Wednesday, May 11, 2005

MERCK RELEASES MEANINGLESS DRUGS


Nasty and ineffective

Washington WPI - Pharmaceutical giant, Merck Corporation, the today unveiled four new medicinal drugs but failed to identify the ailments they treat.

The drugs which affect a odd variety of nonlife-threatening symptoms have not been tested on humans and do not have FDA approvals.

Charles Ingestigina, product development manager for Merck made the announcement, “We believe these medicines will be very beneficial to a varied spectrum of discomforts the average person is likely to suffer sometime in their lives.”

One drug, Narcopropylene, helps prevent a persons foot from going to sleep.
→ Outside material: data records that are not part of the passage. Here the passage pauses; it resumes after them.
PR #190, opened 2018-06-12
chore: use pr loader constuctor instead of helper method

MatousJobanek:
This is refactoring change - I've noticed it when I was going through the code, that we can get rid of the helper method and use pr loader constructor that takes an already loaded PR


alien-ike:
### Ike Plugins (test-keeper)

Your plugin configuration is stored in the [file](https://github.com/arquillian/ike-prow-plugins/blob/91a001ce681574e029147b508c5a209014e8773c/.ike-prow/test-keeper.yaml).

Issue #204, opened 2018-06-20
Make pr-sanitizer running in cluster


dipak-pawar:
We already have `pr-sanitizer` initial implementation in place. Enable it for our own repository to catch early bug if any.

**Steps to perform:**
- [x] saas-errortracking - add definition for the new service - https://github.com/openshiftio/saas-errortracking/pull/9
- [x] modify cico script to build all three plugins - #206
- [x] create an HK issue for the configmap update - https://gitlab.cee.redhat.com/dtsd/housekeeping/issues/2062
- [x] change osio-plugins.yaml - #205

MatousJobanek:
I'm a bit confused. Why the HK issue contains all secrets and configmaps? Correct me if I'm wrong, the only thing that will be necessary to update is the `plugins.yaml` file. Secrets as well as the `config.yaml` file are already there...

MatousJobanek:
and another thing is that the HK issue should have been created after the `plugins.yaml` update https://github.com/arquillian/ike-prow-plugins/pull/205 to contain the updated configuration

dipak-pawar:
@MatousJobanek applied new configuration for pr-sanitizer. now it's enabled for `ike-prow-plugins` repo.

MatousJobanek:
Awesome, good job @dipak-pawar :+1:

PR #203, opened 2018-06-20
feat(#182): adds /run command support for pr-sanitizer.

hemanik:
Adds `/run` command support for pr-sanitizer plugin
- if `/run pr-sanitizer` is added as comment to an issue the pr-sanitizer plugin is triggered.
- if `/run all` is added as comment,  all plugins and necessary checks will be triggered. 

Fixes: #182

PR #205, opened 2018-06-20
chore(#204): enable pr-sanitizer plugin for ike-prow-plugins

dipak-pawar:
This is using following configuration.
```yaml
- name: pr-sanitizer
      events:
        - pull_request
        - issue_comment
```
Currently we don't have `issue_comment` event handled. we should wait for #203 to be merged before we make this upstream as #203 is adding support `issue_comment` event.

Fixes: #204


dipak-pawar:
@MatousJobanek: Sure. you are right, it was not wip. Also I didn't have idea about `the merge of this PR doesn't influence the running instance anyhow until the actual configmap is being updated in OpenShift`, so thanks for clarification.

Issue #202, opened 2018-06-20
Lock prometheus dependency


MatousJobanek:
https://github.com/arquillian/ike-prow-plugins/pull/133#discussion_r184799826

PR #207, opened 2018-06-21
chore(#202): lock prometheus dependency

dipak-pawar:
Fixes: #202


MatousJobanek:
I have one question - Is there any reason for locking only `github.com/prometheus/client_golang` library and not the rest of the premetheus libraries?
* `github.com/prometheus/client_model`
* `github.com/prometheus/common`
* `github.com/prometheus/procfs`

Couldn't that lead to incompatibility issues when the other libraries are changed but `client_goland` stays in the fixed version?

Another, Gastroapitel, helps a person to eat even if their stomach is full.

“There are minimal side effects so far,” reported Walter Coxise, chief pharmacologist overseeing the new products. “Narcopropylene makes people a little jittery, BP goes up a little. Gastroapitel may cause constipation or diarrhea, though the biggest risk is unrestrained obesity. Nothing very dangerous. That’s why we believe that they fall outside the FDA guidelines for human testing.”
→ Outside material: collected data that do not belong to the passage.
Issue #197, opened 2018-06-14
Refactor EventHandler interface


MatousJobanek:
Currently, we have `EventHandler` interface with one method:
```go
HandleEvent(log log.Logger, eventType github.EventType, payload []byte) error
```
it takes the event and in every plugin implementations it checks for the type of the event and unmarshals to the corresponding object. This behavior is same in all plugin implementations.
To minimize the code duplication change the interface to contain two methods:
```go
HandlePullRequestEvent(log log.Logger, event *gogh.PullRequestEvent) error
HandleIssueCommentEvent(log log.Logger, event *gogh.IssueCommentEvent) error
```
and move the common logic to the `server.go`

PR #208, opened 2018-06-21
refactor(#197): event handler interface to abstract common logic.

hemanik:
This PR refactors Handler interface and related logic in plugins by replacing the existing single method by introducing 2 methods to minimize the code duplication:

```
HandlePullRequestEvent(log log.Logger, event *gogh.PullRequestEvent) error
HandleIssueCommentEvent(log log.Logger, event *gogh.IssueCommentEvent) error
```

Fixes: #197

### DIFF
--- a/glide.lock
+++ b/glide.lock
@@ -1,5 +1,5 @@
-hash: 89baf0cd29908af47405714762c68467df13cc85df8f24a51b297c51fc6a051c
-updated: 2018-06-20T17:43:57.704285941+05:30
+hash: ec491e3f9011b7709d9ebc6cddbc6a0d8af5d72ac15e77aa01243f65499cf5f0
+updated: 2018-06-22T14:10:56.338676246+05:30
 imports:
 - name: github.com/bazelbuild/buildtools
   version: a6baf7df1e358187d43bb6b9f3debc6da8454922
@@ -89,7 +89,7 @@ imports:
 - name: github.com/pkg/errors
   version: a22138067af1c4942683050411a841ade67fe1eb
 - name: github.com/prometheus/client_golang
-  version: f504d69affe11ec1ccb2e5948127f86878c9fd57
+  version: faf4ec335fe01ae5a6a0eaa34a5a9333bfbd1a30
   subpackages:
   - prometheus
   - prometheus/promhttp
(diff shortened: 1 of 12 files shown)


pkg/internal/test/test_doubles.go
```diff
@@ -32,6 +34,24 @@ func FromFile(filePath string) io.Reader {
 	return file
 }
 
+// NewIssueCommentEvent creates an instance of gogh.PullRequestEvent with the given values
+func NewIssueCommentEvent(payload []byte) *gogh.IssueCommentEvent {
```
MatousJobanek: Could these two methods take a path to the file and load the content of the file in this method or is there some case when it is better to provide the bytes? If it is possible to load the file here, then I would call the method `LoadIssueCommentEvent`

pkg/plugin/pr-sanitizer/event_handler.go
```diff
@@ -43,48 +42,18 @@ var (
...
+func (gh *GitHubLabelsEventsHandler) HandlePullRequestEvent(log log.Logger, event *gogh.PullRequestEvent) error {
 	if !utils.Contains(handledPrActions, *event.Action) {
 		return nil
 	}
 	return gh.checkTitleAndSetStatus(log, event.PullRequest)
 }
 
-func (gh *GitHubLabelsEventsHandler) handlePrComment(log log.Logger, comment *gogh.IssueCommentEvent) error {
+// HandleIssueCommentEvent is an entry point for the plugin logic. This method is invoked by the Server when
+// events are dispatched from the /hook service
```
MatousJobanek: `This method is invoked by the Server when comment event is dispatched from the /hook service`

glide.lock
```diff
@@ -89,7 +89,7 @@ imports:
 - name: github.com/pkg/errors
   version: a22138067af1c4942683050411a841ade67fe1eb
 - name: github.com/prometheus/client_golang
-  version: faf4ec335fe01ae5a6a0eaa34a5a9333bfbd1a30
+  version: f504d69affe11ec1ccb2e5948127f86878c9fd57
```
MatousJobanek: this version should have been locked https://github.com/arquillian/ike-prow-plugins/blob/master/glide.lock#L92

glide.lock
```diff
@@ -1,5 +1,5 @@
-hash: ec491e3f9011b7709d9ebc6cddbc6a0d8af5d72ac15e77aa01243f65499cf5f0
-updated: 2018-06-21T16:58:05.578562323+05:30
+hash: 89baf0cd29908af47405714762c68467df13cc85df8f24a51b297c51fc6a051c
+updated: 2018-06-20T17:43:57.704285941+05:30
```
MatousJobanek: This is an older version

George Goodrich, analyst with Kidder Peabody, who monitors the drug industry agreed. “Several years ago President Bush relaxed the review process for new drugs. Essentially, he allowed the FDA to get all its funding from industry in exchange for a streamlined approval process.”

Addressing the persistent questions regarding human testing and FDA approval Ingestigina said, “Look, most of these are simple derivatives of existing drugs or little twists on old stand-by’s like salicylic acid or ibuprofen. They’re nothing serious.”
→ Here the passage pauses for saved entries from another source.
PR #148, opened 2018-05-16
feat(#26): adds work-in-progress label.

hemanik:
This PR introduces the feature to automatically add and remove `work-in-progress` label to a PR depending on the WIP status as inferred from the PR title. 

The label name can be configured using the `work-in-progress.yaml` config file. If it is not configured the default name `work-in-progress` is used.

Fixes: #26

Issue #145, opened 2018-05-07
Update Ike's reaction in the PR if the state changes


gastaldi:
About the plug-in that checks for tests in a PR, it would be nice if Ike's reaction (in the PR comment) were updated when the PR is updated. 

Even though that the PR status changes accordingly, updating the comment with Ike's feedback would be a nice visual indicator for PR reviewers ;)

maxandersen:
isn't this more apropriately done by a new comment + update via status api ?

gastaldi:
@maxandersen I'd prefer to update the existing comment instead of adding new comments as this can confuse someone when reviewing the PR (specially if it has a lot of comments)

maxandersen:
then I would say better to use status api updates rather than comments. ie. like a failed build or linting check.

  Could also make the icon slightly smaller so it does not take up that amount of visual space :)

gastaldi:
It would be nice to display it in the newest Checks tab: https://help.github.com/articles/about-status-checks/#checks

MatousJobanek:
Hi guys, 

I finally got to this issue - sorry for the delay.

> I'd prefer to update the existing comment instead of adding new comments as this can confuse someone when reviewing the PR (especially if it has a lot of comments)

as for the update of the message hint - we have thee options here:
1. remove the comment and add a new one
2. update the current comment
3. remove the comment and don't add any new one
I can imagine that adding a new comment can be quite annoying - especially when there is some ongoing discussion, so I would vote for either the second or the third option.

> then I would say better to use status api updates rather than comments.

we do use it and we add also details link there to a page that explains what is going on, but nobody has noticed it obviously :-). There are two reasons why we add the comment there.
1. when there is a PR without a test, we want to do the maximum to force the committer to add a test to the PR.
2. we can customize the message taking information from the project/configuration file and also by mentioning the committer there

> Could also make the icon slightly smaller so it does not take up that amount of visual space :)

It is still possible to customize the message in every project separately by using a config file, so you can define your own message, that will be shorter and without any images.
But if you agree on the image being too big, then I can definitely make it smaller ;-)

> It would be nice to display it in the newest Checks tab

First of all, we would have to make the Ike plugins a GH app, then we can use the checks tab. There is an issue for it: https://github.com/arquillian/ike-prow-plugins/issues/59

MatousJobanek:
So, my proposal is:

* If there is no test, then the comment will contain a smaller image and will look like:

[...]

PR #209, opened 2018-06-21
feat(#148): rework hint to status message that can be updated when status is changed

MatousJobanek:
* reworked hint to a more elaborated status message 
* status message can be updated 
  * this is used in `test-keeper` where different messages are set for the cases when either the PR is updated by commit containing a test or is updated so it contains only skipped files - for more information see this comment https://github.com/arquillian/ike-prow-plugins/issues/145#issuecomment-397629389
  * for the happy (success) comments, there is used a happy Ike's image 
* the size of Ike's image is smaller
* there is only one possibility of customizing the messages - using `.md` files in `.ike-prow/` directory
  * the files that are checked are:
    * `test-keeper_without_tests_message.md` for the case when no tests is added
    * `test-keeper_with_tests_message.md` for the case when PR is updated by a commit containing a test
    * `test-keeper_only_skipped_message.md` for the case when PR is updated so it contains only those files that are skipped 

Fixes: #148 

TODO:  
- [ ] update documentation


docs/fragments/pr-sanitizer.adoc
```diff
@@ -35,5 +35,7 @@ include::../../pkg/plugin/pr-sanitizer/test_fixtures/github_calls/pr-sanitizer.y
 
 === Status details
 
+Here, you can find status details description applicable for each state of the `pr-sanitizer` plugin.
```
bartoszmajsak: I would replace `Here,` with `In this section`

docs/fragments/work-in-progress.adoc
```diff
@@ -40,5 +40,7 @@ include::../../pkg/plugin/work-in-progress/test_fixtures/github_calls/work-in-pr
 
 === Status details
 
+Here, you can find status details description applicable for each state of the `work-in-progress` plugin.
```
bartoszmajsak: `I would replace `Here,` with `In this section`

pkg/status/message/message_service.go
```diff
@@ -0,0 +1,142 @@
...
+	statusMsg := utils.String("")
+
+	for _, com := range comments {
+		content := *com.Body
+		if strings.HasPrefix(content, s.getPluginTitle()) {
+			s.loadStatusMessage(commentMsgCreator, statusMsg)
+			if strings.TrimSpace(content) == strings.TrimSpace(*statusMsg) {
+				return nil
+			}
+			return s.commentService.EditComment(*com.ID, statusMsg)
```
bartoszmajsak: I'm not sure we should edit comments. I look at PR comments (and events) as a timeline so I would rather append new comments with the relevant message. Maybe we can extend the message to point to commit? "It seems that prior to commit 6fas341213ad3a there are no tests in this PR" or sth like - to get the idea, as the wording is not ideal. WDYT?

pkg/status/message/message_service_test.go
```diff
@@ -113,13 +109,53 @@ var _ = Describe("Config loader features", func() {
...
+			msgService := message.NewStatusMessageService(client, log.NewTestLogger(), commentsLoader, messageContext)
+
+			// when
+			err := msgService.StatusMessage(newBasicMsgCreator("New comment"), true)
+
+			// then
+			Ω(err).ShouldNot(HaveOccurred())
+		})
+
+		It("should modify existing comment when a new message is provided", func() {
```
bartoszmajsak: I am not sure if it is not confusing. We rarely modify our own comments to keep the context of the discussion right, so why would bot do that?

The other drugs are Pistolumene, which purports to suppress the need to urinate in children and a “mildly psycho-active stress enhancer, Nicoplessibotinol.”

Goodrich pointed out that the drug industry has been pushing derivatives for years and that this is simply a new marketing approach, “Merck is simply going into the market place and saying to the public, ’Try this! It’s good for what ails ya!’

Wendy Lappacanie, marketing director for new products, explained how the company intended to sell products which don’t treat any actual disease.

“Our, ’Ask your doctor for...blank,blank,blank,’ TV ads for prescription drugs has been a huge success. We have found that the right mix of images of healthy, happy, loving, active older people, mixed with lively but friendly music all capped with a logo for a mediciney sounding product works like candy.”

She elaborated, “Consumers don’t actually know what the medicine does but they ask their doctors for it anyway. They don’t want to miss out on something that’s good for them I suppose.